Sunday, May 01, 2022

Carping about carpets

 There have been a few stories I've noticed lately about people moving into social housing and being shocked & depressed that the carpets and floor coverings have been ripped out, by policy (example - BBC article). As I understand it, this is to prevent infestations continuing and because it's quicker and easier to turn the property around for its next tenants than attempting to clean it. 

This was the case when we moved into our council house a good few years ago. In fact, I still don't have carpets/floor coverings in some of my rooms because I've never had the money (or arguably, I've chosen to spend it in other ways). I am very proud of my living room carpet that I saved up for and paid for installation as well (luxury!) only a couple of years ago. In the meantime, we had had a large rug bought from a B&M or similar, and painted or varnished the floorboards where visible. I guess I'm lucky that the house has floorboards, but the utility room is concrete, and that I painted that as well. In the early days, I wanted most urgently to carpet the kids' rooms and we were given some by a neighbour for one, and managed to buy some for the other after a while. Once that was done, making do until I could afford better was fine. 

I don't think it's a wrong policy - I've lived in some flats and moved into some places that felt bloody filthy and made my skin crawl, and some of these were supposedly cleaned for rental. And into places with fleas. Ugh! 

I worked for a Housing association and saw some pictures of houses being turned round for the next tenants and they can be left in a horrific state - there was no chance of salvaging carpet out of those. 

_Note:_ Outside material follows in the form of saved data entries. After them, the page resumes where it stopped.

PR #3149, opened 2025-05-06
Fix gihtub ratelimit issues in facade contributor resolution

ABrain7710:
**Description**
- Ensure that the github search ratelimit is respected so we don't just keep using the key

**Signed commits**


IsaacMilarky (approved):

Ulincsys (approved):
LGTM

PR #3151, opened 2025-05-07
Add smoke test to PRs

JohnStrunk:
- Add smoke test that starts Augur using the Docker compose file with the images that were just built.
- Update the backend CLI to accept the `AUGUR_DISABLE_COLLECTION` environment variable.

**Notes for Reviewers**
I had to disable the collection since I'm not aware of a way to securely use a GH or GL token to actually test collection. Repo secrets aren't available to PRs from forked repos, and even if they were, it'd be trivial for a user to extract them w/ a malicious PR.


.github/workflows/build_docker.yml
```diff
@@ -5,9 +5,6 @@ on:
       - main
       - dev
   pull_request:
-    branches:
```
erikerlandson, line 8: Is removing branch spec here deliberate?

erikerlandson (commented):
Overall LGTM, added one other inline comment.

Possibly out of scope for this PR but should maybe fix these warnings:
```
LegacyKeyValueFormat: "ENV key=value" should be used instead of legacy "ENV key value"
```

.github/workflows/build_docker.yml
JohnStrunk: Yeah. I see no reason to skip these tests for any PR. In the event we get a long-lived feature branch, this test should probably still run.

JohnStrunk:
> Possibly out of scope for this PR but should maybe fix these warnings:
> 
> ```
> LegacyKeyValueFormat: "ENV key=value" should be used instead of legacy "ENV key value"
> ```

#3154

I'd rather a bare floor than someone else's dirt. 

Plus removing carpet and floor coverings yourself is a big job, especially if you're on your own with kids - so if the carpets were left, you might want to get rid of them, but it wouldn't be practical or affordable for you, and then you'd be stuck with it. 

At least with a bare floor, you can get it really clean, and you can chuck some paint down and some rugs as you go on. 

I'm just really grateful that we were lucky enough to get this tenancy and the chance to make it our home. Yes, it's not perfect, and I'm still working on getting it how I want it, more than a decade later, cos I'm on a low income despite working full-time. 

Other people have it far worse, of course, than I ever did, but hard as it is, I do think a clean slate of a house is better.